-------- EXERCISE INPUTS --------
PR #1050, opened 2025-11-04
MTN: Analyze snapshot

maharshi-gor:
### MTN: Analyze Snapshot enabled.

**PR Contents**
- Can be used to verify what is displayed in the test.
- Updated the snapshot test cases to analyze.
- Added a test case for the method.

PR #1051, opened 2025-11-05
TEST: added visual testing system

m-agour:
Added Snapshots analysis system.

Does this mean everything tested is working correctly? No, tests does not cover everything yet, this is just a starting point. 
How to proceed from here? whenever we see a bug we apply the visual test and see if the test can't detect the bug we can change the functionality of the snapshot tester and/or add more methods for visual analysis. So, we need to see if everything is workign as expected and before we fix we make this testing syste able to detect it first to prevent future bugs.

### DIFF
--- a/fury/testing.py
+++ b/fury/testing.py
@@ -2,7 +2,6 @@
 
 from contextlib import contextmanager
 from dataclasses import dataclass, field
-from distutils.version import LooseVersion
 from functools import partial
 import io
 import json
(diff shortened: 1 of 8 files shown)


skoudoro:
Are @maharshi-gor and you working on the same thing without communication ?

see #1050

I am lost

m-agour:
@skoudoro you are right Serge I didn't see maharshi's PR. they are almost the same. but here I try to use it to detect the errors we already have in fury and we test shading here which is crucial for testing the shaders parts. @maharshi-gor lets talk about this tomorrow.

skoudoro:
Did you and @maharshi-gor  talked ? 

What is the final conclusion ?

PR #1052, opened 2025-11-09
UI: Adding TextBlock2D

ganimtron-10:
Adding TextBlock2D ie. Text with a background (Rectangle2D) 

image


fury/ui/core.py
```diff
@@ -849,570 +845,510 @@ def inner_radius(self, radius):
...
+            left, right or center.
+        vertical_justification : str
+            bottom, middle or top.
+        bold : bool
+            Makes text bold.
+        italic : bool
+            Makes text italicised.
+        shadow : bool
+            Adds text shadow.
+        size : (int, int)
```
skoudoro: missing, all the `, optional`

fury/ui/core.py
```diff
@@ -849,570 +845,510 @@ def inner_radius(self, radius):
...
+        Parameters
+        ----------
+        text : str
+            The initial text while building the actor.
+        position : (float, float)
+            (x, y) in pixels.
+        color : (float, float, float)
+            RGB: Values must be between 0-1.
+        bg_color : (float, float, float)
+            RGB: Values must be between 0-1.
```
skoudoro: I forgot, do we do 0-1 for the whole codebase or 0-255. something to check

0-1 can be hard for the user

skoudoro (changes requested):
Overall, it looks good, I wonder why bold, italic, shadow, color, are still under comment ?

Do you plan to add those feature in this PR ? if not, you need to remove them from init, it can be confusing

ganimtron-10:
Hi @skoudoro,

> Overall, it looks good, I wonder why bold, italic, shadow, color, are still under comment ?
> Do you plan to add those feature in this PR ? if not, you need to remove them from init, it can be confusing

Yes I plan to add those, just I am exploring how to do it efficiently so that partial and full texts can be formatted as pygfx supports these formatting only through markdown format.

fury/ui/core.py
ganimtron-10: Will look and update it accordingly to use 0-255 range

maharshi-gor:
Hello @ganimtron-10 

Thanks for the work.

I tried the example. On macOS when I load the tutorial for the first time the text goes out of the boxes. But the the moment I resize, it becomes correct.

Screenshot 2025-12-26 at 1 15 15 PM

This is the screenshot of the first load.

On understanding more the text size creates issue in the mac because of the screen resolution as it is not hd the fonts and size goes beyond the size of the window opened.

ganimtron-10:
Hi @maharshi-gor ,
Thanks for testing this.

I am still not clear on what might be happening, can you answer these below questions? 

On resize, does the text shrinks to match background size or the background scales to match text ?

If you replace https://github.com/ganimtron-10/fury/blob/07951d82f8d52b1fc6b3ac77b075c6d8cc2f7102/fury/ui/core.py#L981-L984 these four line with just `self.update_bounding_box(size=size)` does it resolves?

maharshi-gor:
Hi @ganimtron-10 

> On resize, does the text shrinks to match background size or the background scales to match text ?

There are multiple things happening. 
1. For the top sections the pink background extends to cover most of the things.
2. Left side, the text is not resizing but moving to the box.
3. Right side, the box is adjusting to the size of the text.

> If you replace https://github.com/ganimtron-10/fury/blob/07951d82f8d52b1fc6b3ac77b075c6d8cc2f7102/fury/ui/core.py#L981-L984 these four line with just self.update_bounding_box(size=size) does it resolves?

No it does not resolved the issue.

Thanks

ganimtron-10:
Hi @maharshi-gor,
Please test and let me know if there's anything pending to go, I have tested it on Windows and it works fine.

Thanks!

maharshi-gor:
Hi @ganimtron-10 I tried it on the macbook which giving me issues. It works fine now. I will review the PR and let you know.

docs/examples/viz_textblock.py
```diff
@@ -0,0 +1,104 @@
+"""
+===========
+TextBlock2D
```
maharshi-gor: Provide a better title for the tutorial.

fury/ui/core.py
```diff
@@ -887,570 +884,500 @@ def inner_radius(self, radius):
...
+        (float, float, float)
+            Returns text color in RGB.
+        """
+        return self.actor.material.color[:3]
 
-#     @background_color.setter
-#     def background_color(self, color):
-#         """Set text color.
+    @color.setter
+    def color(self, color=(1, 0, 0)):
```
maharshi-gor: Please update this color should not have a default value.

Put a check below. If passed None make it (1, 0, 0)

fury/window.py
```diff
@@ -1078,7 +1087,11 @@ def _draw_function(self):
             self._stats = Stats(self.renderer)
             self._stats_initialized = True
 
-        render_screens(self.renderer, self.screens, stats=self._stats)
+        self._frame_count += 1
```
maharshi-gor, line 1090: Can you explain how the _frame_count works to decide if the layout needs adjustment?

maharshi-gor: Also we never set it back to 0? Does that mean it needs to happen only once?

maharshi-gor (commented):
Hi @ganimtron-10  Thanks for the work. Please look at some of the questions and changes requested.

fury/lib.py
```diff
@@ -142,6 +142,7 @@ def get_app():
 call_later = loop.call_later
 Clock = gfx.Clock
 Stats = gfx.Stats
+Text = gfx.Text
```
maharshi-gor: remove this

fury/ui/core.py
```diff
@@ -9,6 +9,7 @@
 from fury.geometry import buffer_to_geometry
 from fury.lib import (
     EventType,
+    Text,
```
maharshi-gor: import it from fury.actor

fury/window.py
ganimtron-10: To recalculate the layout on the 2nd frame, we use this `_frame_count`  as of now as a workaround.

fury/ui/core.py
ganimtron-10: Why are we tightly integrating with pygfx here and using it directly in our core actors?
If we might plan to add support to more backend wouldnt this cause an issue?

ganimtron-10:
Hi @maharshi-gor ,
I have updated the PR according to the review PTAL.
Thanks!

fury/ui/core.py
maharshi-gor: Hey @ganimtron-10 

Yes and No, so `actor.core` is the only file. Also the Text you will be importing is our Text not pygfx Text. We wanted to support a flexible way to use all the apis separately available in material, geometry. Also we need a smarter api for handling animation and events like we do in UI will just `actor.<API>`.

Hope that makes sense.

fury/window.py
maharshi-gor: Let's create an issue to keep the reminder to the same?

maharshi-gor:
Thanks for all the work @ganimtron-10 🚀 

LGTM, Merging!

Issue #469, opened 2021-07-24
Mismatch in parameter and docstring in manifest_standard() in material module


SunTzunami:
Parameter `interpolation` is set to string [here](https://github.com/fury-gl/fury/blob/master/fury/material.py#L34) but in the [docstring](https://github.com/fury-gl/fury/blob/master/fury/material.py#L52-L54), it says that it's a float.

SunTzunami:
Also, should we have option of more types of interpolations other than Phong too? Other types of interpolation supported by vtk can be found [here](https://vtk.org/doc/nightly/html/classvtkProperty.html#a5c95702d226c4f4783957b7f3a98c069).

SunTzunami:
Another thing, parameter `specular_power` is set to 10 [here](https://github.com/fury-gl/fury/blob/master/fury/material.py#L33) but the according to the [docstring](https://github.com/fury-gl/fury/blob/master/fury/material.py#L51) it's supposed to be between 0 and 1.

skoudoro:
Thank you for the feedback @SunTzunami!

Can you address this @guaje in a quick PR?

guaje:
@SunTzunami thanks for catching this. I'm already working on the corrections on the documentation.

Regarding other types of interpolation, that is also a work in progress, and those features will come in other PRs.

skoudoro:
Fixed by #488, closing

PR #1053, opened 2025-11-10
NF: Contour from ROI and Contour from Volume Introduced.

maharshi-gor:
### NF: Contour from ROI and Contour from Volume Introduced.

**PR Contents**
 Added function in utils to create a mesh from volume.
- Supports multiple objects in the volume.
- Requires an implementation bio-medical specific actor.
- Test cases for all the actors and utils function.
- Tutorial to try various combinations from volume.
- Fixed small bugs from surface actor.

### DIFF
--- a/fury/actor/bio.py
+++ b/fury/actor/bio.py
@@ -2,14 +2,17 @@
 
 import numpy as np
 
-from fury.actor import (
+from fury.actor.slicer import data_slicer, vector_field_slicer
+from fury.actor.surface import contour_from_volume
+from fury.lib import Group
+from fury.utils import (
     apply_affine_to_actor,
     apply_affine_to_group,
     data_slicer,
+    get_transformed_cube_bounds,
     show_slices,
     vector_field_slicer,
 )
-from fury.utils import get_transformed_cube_bounds
 
 
 def volume_slicer(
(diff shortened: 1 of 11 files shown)


fury/actor/bio.py
```diff
@@ -129,3 +130,38 @@ def peaks_slicer(
...
+):
+    """Create contour for region of interest in a volume data.
+
+    Parameters
+    ----------
+    data : ndarray
+        The 3D volume data of shape (X, Y, Z).
+    affine : ndarray, optional
+        The affine transformation matrix to apply to the contour.
+    color : tuple, optional
```
skoudoro, line 148: the output color ? not clear

fury/actor/bio.py
```diff
@@ -129,3 +130,38 @@ def peaks_slicer(
         obj.cross_section = np.asarray(bounds).mean(axis=0)
 
     return obj
+
+
+def contour_from_roi(
```
skoudoro, line 137: function name can be confusing since the input data does not seems to be a roi.

skoudoro (changes requested):
Hi @maharshi-gor,

I need to play a bit with this but here the initial thoughts:

- the function inside `voxel_mesh_by_object` should be out, because they can be util.
- please, use more numpy, some operations can be avoided instead of a for loop

fury/actor/bio.py
maharshi-gor: I kept the old name. Should I update the variable name or the function name @skoudoro ?

skoudoro: when you look at the old name and old function, look at this line:

https://github.com/fury-gl/fury/blob/792f89c8f09b840839a1a9137897b16b3d7678bd/fury/actor.py#L444

and look at this line : https://github.com/fury-gl/fury/blob/792f89c8f09b840839a1a9137897b16b3d7678bd/fury/actor.py#L468-L470

your function have the same name but seems to do something different and expect a different input. 
I need to introspect. Please, look at the old function also

maharshi-gor: Hey @skoudoro 

I looked at the old function before, it was assuming that there is only one region of interest in the ROI. But the new object finds different regions not connected with each other.

The line #469 is scaling the labels to color range so the vtk can process them for resliceing.

The object relies mostly on vtk to do things for on the contrary we are doing things in pythonic way.

I can change the docstrings as they might be confusing.

Let me know if this makes sense.

fury/utils.py
```diff
@@ -740,3 +772,207 @@ def get_transformed_cube_bounds(affine_matrix, vertex1, vertex2):
     max_vals = np.max(transformed_vertices, axis=0)
 
     return [min_vals, max_vals]
+
+
+def extract_surface_voxels(volume, label_value, *, structuring_element):
```
skoudoro: `=None`

fury/utils.py
```diff
@@ -740,3 +772,207 @@ def get_transformed_cube_bounds(affine_matrix, vertex1, vertex2):
...
+    """Extract boundary voxel coordinates for a label within a volume.
+
+    Parameters
+    ----------
+    volume : ndarray
+        Labeled volume containing the objects of interest; can be a full volume
+        or a cropped sub-section.
+    label_value : int
+        The label identifying the object whose surface voxels should be returned.
+    structuring_element : ndarray
```
skoudoro: `, optional`

fury/utils.py
```diff
@@ -740,3 +772,207 @@ def get_transformed_cube_bounds(affine_matrix, vertex1, vertex2):
...
+    Returns
+    -------
+    tuple or None
+        Returns (surface_coords, object_mask) when a surface is found, where
+        surface_coords has shape (N, 3) ordered as (x, y, z). Returns None when
+        the label does not have exposed voxels.
+    """
+    object_mask = volume == label_value
+
+    surface_mask = object_mask & ~binary_erosion(
```
skoudoro: - `not`
- `&` vs`&&`
- clarify please

fury/utils.py
```diff
@@ -740,3 +772,207 @@ def get_transformed_cube_bounds(affine_matrix, vertex1, vertex2):
...
+        raise ValueError("spacing must be a tuple of 3 elements.")
+
+    if triangulate not in (True, False):
+        raise ValueError("triangulate must be a boolean value.")
+
+    struct = generate_binary_structure(rank=3, connectivity=connectivity)
+    labels, n = label(volume > 0, structure=struct)
+
+    if n == 0:
+        logging.info("No objects found in the volume.")
```
skoudoro, line 755: Todo later, uniform logger. sometimes print sometimes log

fury/utils.py
```diff
@@ -740,3 +772,207 @@ def get_transformed_cube_bounds(affine_matrix, vertex1, vertex2):
...
+        ny = neighbors[..., 1]
+        nz = neighbors[..., 2]
+
+        Z, Y, X = object_mask.shape
+        valid = (nx >= 0) & (nx < X) & (ny >= 0) & (ny < Y) & (nz >= 0) & (nz < Z)
+
+        occupied = np.zeros_like(valid, dtype=bool)
+        valid_idx = np.where(valid)
+        occupied[valid_idx] = object_mask[nz[valid_idx], ny[valid_idx], nx[valid_idx]]
+        exposed = ~occupied
```
skoudoro: same

skoudoro:
Can you fix the conflict here ? Thanks !

skoudoro (approved):
Thank you for this @maharshi-gor,

merging

PR #1054, opened 2025-11-10
FPS support (setting and displaying)

m-agour:
FPS was limited to 30 all this time! now we set it to 60 and added the ability to show the FPS (in the console). Both arguments are added to the ShowManager.

```python
ShowManager(scene=scene, title="FPS", show_fps=True, max_fps=60)
```

### DIFF
--- a/fury/window.py
+++ b/fury/window.py
@@ -398,8 +398,7 @@ def render_screens(renderer, screens, stats=None):
     screens : list of Screen
         The list of Screen objects to render.
     stats : Stats, optional
-        Optional pygfx Stats helper to time rendering. If provided, it will
-        wrap the rendering cycle and display FPS overlay after rendering all screens."""
+        Stats helper to display FPS overlay."""
     if stats is not None:
         stats.start()
 
@@ -510,7 +509,7 @@ class ShowManager:
     qt_parent : QWidget
         An existing QWidget to embed the QtCanvas within (if `window_type` is 'qt').
     show_fps : bool
-        Whether to print FPS statistics in the console.
+        Whether to display FPS statistics using an on-screen overlay.
     max_fps : int
         Maximum frames per second for the canvas.
     """
@@ -595,12 +594,8 @@ class ShowManager:
         self._max_fps = max_fps
         self._window_type = self._setup_window(window_type)
 
-        # For offscreen rendering, enable console FPS printing in the renderer
-        # For interactive windows, we'll use visual Stats overlay instead
-        use_renderer_fps = self._show_fps and self._window_type == "offscreen"
-
         if renderer is None:
-            renderer = Renderer(self.window, show_fps=use_renderer_fps)
+            renderer = Renderer(self.window)
         self.renderer = renderer
         self.renderer.pixel_ratio = pixel_ratio
         self.renderer.add_event_handler(
@@ -621,7 +616,6 @@ class ShowManager:
         )
         self._callbacks = {}
 
-        # Stats will be created lazily on first render to avoid initialization issues
         self._stats = None
         self._stats_initialized = False
 
@@ -979,14 +973,7 @@ class ShowManager:
 
     def _draw_function(self):
         """Draw all screens and request a window redraw."""
-        # Lazy initialize stats on first render if requested
-        # Skip stats for offscreen (crashes)
-        should_init_stats = (
-            self._show_fps
-            and not self._stats_initialized
-            and self._window_type != "offscreen"
-        )
-        if should_init_stats:
+        if self._show_fps and not self._stats_initialized:
             self._stats = Stats(self.renderer)
             self._stats_initialized = True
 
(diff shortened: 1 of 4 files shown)


fury/window.py
```diff
@@ -563,17 +569,23 @@ def __init__(
         qt_parent : QWidget, optional
             An existing QWidget to embed the QtCanvas within (if `window_type`
             is 'qt').
+        show_fps : bool, optional
+            Whether to display FPS statistics in the renderer. Defaults to False.
+        max_fps : int, optional
+            Maximum frames per second for the canvas. Defaults to 60.
```
maharshi-gor: Remove Default value

fury/window.py
```diff
@@ -656,16 +668,25 @@ def _setup_window(self, window_type):
             )
```
maharshi-gor, line 682: Let's add a check if more than 60 reset to 60?

maharshi-gor (changes requested):
Thanks for the work @m-agour 

Please check the comments and CIs

m-agour:
Thanks @maharshi-gor, will address the review, but, the CI is a global problem with the CI itself. This PR is not the reason. Can you check the reason please?

fury/window.py
m-agour: Sometimes we want it more than 60 if the monitor support higher framerate.

maharshi-gor:
Hi @m-agour 

I tested on my machine, I was never able to get more than 50 FPS. 

I was able to bound it below the max_fps number which was great.

Do you mind adding the stats box https://docs.pygfx.org/stable/_gallery/feature_demo/gltf_animations.html#sphx-glr-gallery-feature-demo-gltf-animations-py

You can take inspiration from here!

m-agour:
Hi @maharshi-gor I was already working on showing the stats box and it's working!  nOW for the 50 FPS I tested it on Wndows and Linux, Nvidia and intel, they both show 59 which is perfect , it's hard to achieve 60 exact wihout v-sync enabled so 59 is same as 60 here.

m-agour:
it causes crashes in the off-screen showm so, I disabled it for offscreen.  but, it's not a big deal since it's more useful in interactive debugging.

fury/window.py
```diff
@@ -563,17 +580,27 @@ def __init__(
...
+        self._max_fps = max_fps
         self._window_type = self._setup_window(window_type)
 
+        # For offscreen rendering, enable console FPS printing in the renderer
+        # For interactive windows, we'll use visual Stats overlay instead
+        use_renderer_fps = self._show_fps and self._window_type == "offscreen"
+
         if renderer is None:
-            renderer = Renderer(self.window)
+            renderer = Renderer(self.window, show_fps=use_renderer_fps)
```
maharshi-gor: `use_renderer_fps` does not make sense as we will not be able to see it. The moment I move it offscreen it will open and shut. You will not see any print on the terminal.

Let's not do anything in the case of `offscreen window_type`.

fury/window.py
```diff
@@ -387,20 +388,30 @@ def update_viewports(screens, screen_bbs):
...
+
     for screen in screens:
         scene_root = screen.scene
         screen.viewport.render(scene_root.main_scene, screen.camera, flush=False)
         screen.viewport.render(scene_root.ui_scene, scene_root.ui_camera, flush=False)
 
+    if stats is not None:
+        stats.stop()
+        stats.render(flush=False)
+
```
maharshi-gor, line 413: Can you help me understand why we need to start and stop on every render?

fury/window.py
```diff
@@ -594,6 +621,10 @@ def __init__(
         )
         self._callbacks = {}
 
+        # Stats will be created lazily on first render to avoid initialization issues
```
maharshi-gor: Remove comments

fury/window.py
```diff
@@ -927,7 +979,18 @@ def snapshot(self, fname):
 
     def _draw_function(self):
         """Draw all screens and request a window redraw."""
-        render_screens(self.renderer, self.screens)
+        # Lazy initialize stats on first render if requested
```
maharshi-gor: remove comments

fury/window.py
```diff
@@ -927,7 +979,18 @@ def snapshot(self, fname):
...
+        # Skip stats for offscreen (crashes)
```
maharshi-gor: Here as well.

maharshi-gor (commented):
Hello @m-agour, Thanks for the quick update.

Please find the some small changes in the code base. Let's make a habit of not including comments in the code before creating a PR.

fury/window.py
m-agour: Good question @maharshi-gor , start and stop here are how the actual frame time measurement. The Stats object here is just a UI element it doesnt internally measure the time start here is when the frame starts rendering and stop is when the frame finishes! this is also how we used to get the fps back in the old days to measure everything in the rendering loop like multiple screens we have.

m-agour:
@maharshi-gor Thanks for the quick review. Addressed all!

maharshi-gor:
Thank you for the work @m-agour, LGTM, merging!

PR #1060, opened 2025-12-11
ImGui introduced in FURY

maharshi-gor:
### NF: Imgui introduced.

- Provides APIs to enable and disable imgui.
- It can be activated from the init or using the API at later point.
- Checks different apis to enable/disable imgui.
- Checks setting the callback for drawing the imgui.
- Introduced a tutorial.


Garyfallidis:
Docs to be fixed in an upcoming PR.

PR #1061, opened 2025-12-12
MTN: Pindown the sphinx version below 9.0.0.

maharshi-gor:
- Ablog has not release the updated version supporting the sphinx v9.
- Once that is out we can lift the pinning of sphinx.


skoudoro (approved):
Thank you @maharshi-gor, merging

PR #1064, opened 2025-12-17
BF: Blend mode and depth updated in material

maharshi-gor:
### Opacity Issue Fix

This PR solves the issue of elements hiding in the background and opacity just making them darker rather than making them translucent.


skoudoro (approved):
Looks good to me. Thank you @maharshi-gor. merging

PR #1065, opened 2025-12-19
REL: Release preparation for v2.0.0a4

maharshi-gor:
- Updated examples to show docs properly.
- Updated `prepare_release.py` to work with windows.

### DIFF
--- a/.github/workflows/check_format.yml
+++ b/.github/workflows/check_format.yml
@@ -18,7 +18,7 @@ jobs:
 
     steps:
     - name: Check out repository
-      uses: actions/checkout@v5
+      uses: actions/checkout@v6
 
     - name: Set up Python ${{ matrix.python-version }}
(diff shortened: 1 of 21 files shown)


skoudoro (changes requested):
Can you add `sphinx_gallery`, `sphinx_copybutton`, `pydata_sphinx_theme` for doc in
the pyproject file

`aiohttp`  is required also in fetcher, When did we add this dependency ? we might need to remove it. I do not think we need it as a core dependency

`imgui_bundle` works for python 3.12+ for me. python 3.12 might be our minimal version. We need to discuss that and think about it

Some examples like `viz_contour.py` and `viz_slicer.py` needs vtk. So we might need to add it to doc in pyproject also.

skoudoro (approved):
All good, merging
--------
### BRIEF
Each line in the material either holds the string "only" or does not. State how many do, and nothing else.

### RESPONSE TO THE TASK
4